Genes of the testosterone-inducible seasonal up-regulated genes (A, ‘208’ of Figure 5A), seasonal up-regulated genes not testosterone-inducible (B, ‘625’ of Figure 5A), testosterone-inducible seasonal down-regulated genes (C, ‘1,695’ of Figure 5B), and of 1,000 randomly selected genes (D). ‘D’ was used for estimation of the abundance of androgen response elements (AREs) and estrogen response elements (EREs) in the canary and zebra finch genomes. These genes were not found in the HVC transcriptomes.
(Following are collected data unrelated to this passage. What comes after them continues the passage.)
Issue #1488, opened 2022-08-12
Please review the links in README.md files in this repo as they are broken


sharathmalladi:
Reference Links from this page are broken: https://github.com/Azure/autorest.typescript/blob/main/docs/samples/readme.md
Link referencing [typescript-specific docs](https://github.com/Azure/autorest.typescript/blob/main/docs/docs/migrate/readme.md) from this page is broken: https://github.com/Azure/autorest.typescript

It will be helpful to generally verify the links referenced from README.md files work so the help docs and samples are easier to find to newbie developers.

qiaozha:
close it as this should have been resolved. @sharathmalladi feel free to reopen it if you still found issues in the readme.md link.

PR #1574, opened 2022-09-22
fix readme.md broken links

qiaozha:
fix https://github.com/Azure/autorest.typescript/issues/1488


qiaozha:
close it in favor of #1575

PR #1518, opened 2022-08-26
modify lro

kazrael2119:
There are two issues introduced when we upgrade the current dependencies and we'll try to fix in this pr.

fixes https://github.com/Azure/autorest.typescript/issues/1511
fixes https://github.com/Azure/autorest.typescript/issues/1516
fixes https://github.com/Azure/autorest.typescript/issues/1544

PR #1586, opened 2022-09-27
Update LRO generation

joheredi:
Porting changes from ##1568 after merging cadl-integration into main.

Updating LRO generation to the new API and adding a flag to generate using the legacy API


deyaaeldeen (commented):
Thanks a lot for porting the changes! 🚀

I see there are two main failures in CI:
- clients that still need to be regenerated, would you mind regenerating them?
- test failures and these should be fixed once https://github.com/Azure/autorest.typescript/pull/1518 is merged in.

packages/autorest.typescript/src/utils/autorestOptions.ts
```diff
@@ -73,10 +74,16 @@ export async function extractAutorestOptions(): Promise<AutorestOptions> {
...
     coreHttpCompatMode,
-    dependencyInfo
+    dependencyInfo,
+    useLegacyLro
   };
 }
 
+async function getUseLegacyLro(host: AutorestExtensionHost): Promise<boolean> {
+  const useLegacyLroOption = await host.getValue("use-legacy-lro");
+  return useLegacyLroOption === null ? false : Boolean(useLegacyLroOption);
```
deyaaeldeen, line 84: Enabling this flag will generate the old LRO implementation. However, the new LRO implementation, added here, is not backward compatible so this flag shouldn't be used to re-generate already GA'd libraries.

The flag is disabled by default, so to re-generate already GA'd libraries, the flag will have to be set explicitely in the generation command.

This experience is not the best for customers of the code generator, but I believe it will help us migrate to the new implementation faster. If that doesn't work, I am open to set it to true by default.

/cc @joheredi, @qiaozha, @MaryGao

deyaaeldeen: I talked to @xirzec offline about it and he is ok with the idea in principle. I wonder if anyone else has any other thoughts?

deyaaeldeen (approved):
Thanks @joheredi for porting the changes!

We still need to update RLC LROs to not throw by enabling the core-lro flag but I can do that in another PR.

packages/autorest.typescript/test/rlcIntegration/dpgCustomizationRest.spec.ts
```diff
@@ -44,7 +44,7 @@ describe("DPGCustomization Client", () => {
       const initialResponse = await client
         .path("/customization/lro/{mode}", "raw")
         .put();
-      const poller = getLongRunningPoller(client, initialResponse);
+      const poller = await getLongRunningPoller(client, initialResponse);
```
qiaozha, line 47: why is this not a breaking ?

qiaozha: I wonder if the changes made in RLC pollingHelper are also behind the use-legacy-lro flag ?

deyaaeldeen: Good point, addressed in https://github.com/Azure/autorest.typescript/pull/1586/commits/49a3d53dc802dbb6a7ad1ae29fcb85ca15909512.

packages/rlc-common/src/static/pollingContent.ts
```diff
@@ -61,9 +61,7 @@ export async function getLongRunningPoller<TResult extends HttpResponse>(
   };
 
   {{#if useLegacyLro}}
-  const poller = new LroEngine(poller, options);
-  await poller.poll();
```
qiaozha: We don't need this if it's useLegacyLro now ? I remember previously the poller instance won't call the inital request if we don't add poller.poll() right after creating it.

deyaaeldeen: As you mentioned earlier, changing it to call the `poll` method will cause a breaking change, because the helper will be async and will need to be awaited. The `useLegacyLro` flag should be used to not introduce breaking changes but for the majority of the cases, introducing the breaking change is fine because most RLC libraries are still in beta.

packages/rlc-common/src/metadata/buildPackageFile.ts
```diff
@@ -141,7 +141,8 @@ function restLevelPackage(model: RLCModel, hasSamplesGenerated: boolean) {
         "@azure/core-paging": "^1.2.0"
       }),
       ...(hasLRO && {
-        "@azure/core-lro": "^2.2.0"
```
MaryGao, line 144: Do we need to consider the flag `useLegancyLRO` in package.json?

deyaaeldeen: No need to, the package versions are backward compatible.

packages/rlc-common/src/static/pollingContent.ts
MaryGao: Two follow-up questions 

- Is the latest version `2.5.0` backward compatible with lower version like `2.2.0`? Do we need to bind the version to older one in package.json when the `useLegacyLro` enabled
- Why we remove the code line `await poller.poll();` the `useLegacyLro` enabled here?

MaryGao (approved):
LGTM

qiaozha (approved):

Gene ontology of HVC transcriptomes that are seasonal testosterone-inducible up-regulated (A, ‘208’ of Figure 5A) or down-regulated (B, ‘1,695’ of Figure 5B). Note that 85% of the biological processes in A are related to processes typical for neuronal plasticity while 0% are related to neuronal differentiation in B. The significant up- or down-regulated transcriptomes were computed as described in section M11 of Materials and methods with stringent statistical settings (false discovery rate = 0) and then analysed with ClueGo (section M11 of Materials and methods) with a significance level set to P < 0.05. Biological processes typical of neuronal differentiation and synaptic transmission are depicted in colour; all others are depicted in grayscale. Due to space limitations, we could not include the names of all significant biological processes in the charts but we list them in Additional file 5.